Psalmen 42:1-11
Psalmen 42:1-11 NBG-vertaling 1951 (NBG51)
Gelijk een hinde die naar waterbeken smacht, zo smacht mijn ziel naar U, o God. Mijn ziel dorst naar God, naar de levende God; wanneer zal ik komen en voor Gods aangezicht verschijnen? Mijn tranen zijn mij tot spijze dag en nacht, daar men de ganse dag tot mij zegt: Waar is uw God? Hieraan wil ik denken en mijn ziel in mij uitstorten: hoe ik optrok in de dichte drom, voor hen uit schreed naar Gods huis, bij jubelklank en lofgezang – een feestvierende menigte. Wat buigt gij u neder, o mijn ziel, en zijt gij onrustig in mij? Hoop op God, want ik zal Hem nog loven, mijn Verlosser en mijn God! Mijn ziel buigt zich neder in mij, daarom gedenk ik Uwer uit het land van de Jordaan en de Hermonbergen, uit het klein gebergte.
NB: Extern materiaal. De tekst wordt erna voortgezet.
PR #392, opened 2017-06-29
Fix #391

### LINKED ISSUE #391: fisher.fish completion always installed into wrong folder
I keep my fisherman install in a separate folder from my user config. In my `config.fish` I have:

```
set fish_path (dirname (status -f))/fisherman
set fish_function_path $fish_path/functions $fish_function_path
set fish_complete_path $fish_path/completions $fish_complete_path
for file in $fish_path/conf.d/*.fish
    source $file
end
```

Everything is installed into the correct location except for the fisher.fish completion. It's installed to `~/.config/fish/completions/fisher.fish`, instead of `~/.config/fish/fisherman/completions/fisher.fish` like everything else.

externl:
Fisherman was always writing its completion file to $fish_config/completions.
This was incorrect behaviour if $fish_path was set to a directory other than
$fish_config (its default).

### DIFF
--- a/fisher.fish
+++ b/fisher.fish
@@ -117,7 +117,7 @@ function $fisher_cmd_name -d "fish plugin manager"
     command mkdir -p {"$fish_path","$fish_config"}/{conf.d,functions,completions} "$fisher_config" "$fisher_cache"
     or return 1
 
-    set -l completions "$fish_config/completions/$fisher_cmd_name.fish"
+    set -l completions "$fish_path/completions/$fisher_cmd_name.fish"
 
     if test ! -e "$completions"
         echo "$fisher_cmd_name --complete" > "$completions"


fisher.fish
```diff
@@ -117,7 +117,7 @@ function $fisher_cmd_name -d "fish plugin manager"
     command mkdir -p {"$fish_path","$fish_config"}/{conf.d,functions,completions} "$fisher_config" "$fisher_cache"
     or return 1
 
-    set -l completions "$fish_config/completions/$fisher_cmd_name.fish"
+    set -l completions "$fish_path/completions/$fisher_cmd_name.fish"
```
jbucaran: If you put fisher completions in a different directory that is **not** in $fish_complete_path, then the completions will not be picked up.

jbucaran: @externl

externl: With `$fish_path` set currently, all completions get installed to `$fish_path/completions/` anyway, this just makes `$fisher_cmd_name.fish` follow the same behaviour.

jbucaran: @externl No, that's different. Fisherman will correctly take care of plugins it install and make sure functions/completions/snippets are available after they are installed regardless of their location.

The thing is, fisher completions should be in $fish_complete_path, otherwise `fisher` completions won't work.

externl: But, if fisher.fish is itself in `$fish_path/conf.d`, all files it generates should be in `$fish_path` as well. By that logic `$fish_path` should be ignored when installing the `fisher.fish` function. It should be all or none.

externl: @jbucaran 

> Fisherman will correctly take care of plugins it installs and make sure functions/completions/snippets are available after they are installed regardless of their location.

Unless I'm mistaken this will only work on initial install if `$fish_path` is set and the user does not manually update `fish_function_path` and `fish_function_path `. The next time they load fish these things will not be available.

jbucaran: @externl Where did you install fisherman when you downloaded it? :thi

externl: Hmm... originally it was in `$fish_config/functions`, but now it's in `$fish_path/functions`.

jbucaran: @externl It isn't, but you are responsible for setting up fish_path and adding dirs to your $fish_{function/complete}_path yourself as well as loading snippets on startup (which I see you are doing).

Hmm 🤔 🙃

I think this might be solid.

jbucaran:
Reviewed and merged! 💥👏🎉 Thanks, @externl!

PR #407, opened 2017-12-12
`fisher up` obeys $fish_path

greenie:
Previously, running `fisher up` would always write fisher.fish to $fish_config/completions, even if $fish_path had been set.

This branch fixes that, and updates the README to reflect the extra steps required to source snippets and discover functions and completions installed by fisherman when using $fish_path.

Refs #391

### DIFF
--- a/README.md
+++ b/README.md
@@ -139,10 +139,17 @@ The configuration and cache are saved to ~/.config/fisherman and ~/.cache/fisher
 
 The fishfile and plugins are saved to ~/.config/fish by default.
 
-To customize this location:
+To customize this location, add the following to your ~/.config/fish/config.fish file:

Watervloed roept tot watervloed bij het gebruis uwer stromen; al uw baren en golven slaan over mij heen. Des daags zal de HERE zijn goedertierenheid gebieden, en des nachts zal zijn lied bij mij zijn, een gebed tot de God mijns levens. Ik wil tot God, mijn rots, zeggen: Waarom vergeet Gij mij? Waarom ga ik in het zwart vanwege des vijands onderdrukking? Met een doodsteek in mijn beenderen honen mij mijn tegenstanders, doordat zij de ganse dag tot mij zeggen: Waar is uw God?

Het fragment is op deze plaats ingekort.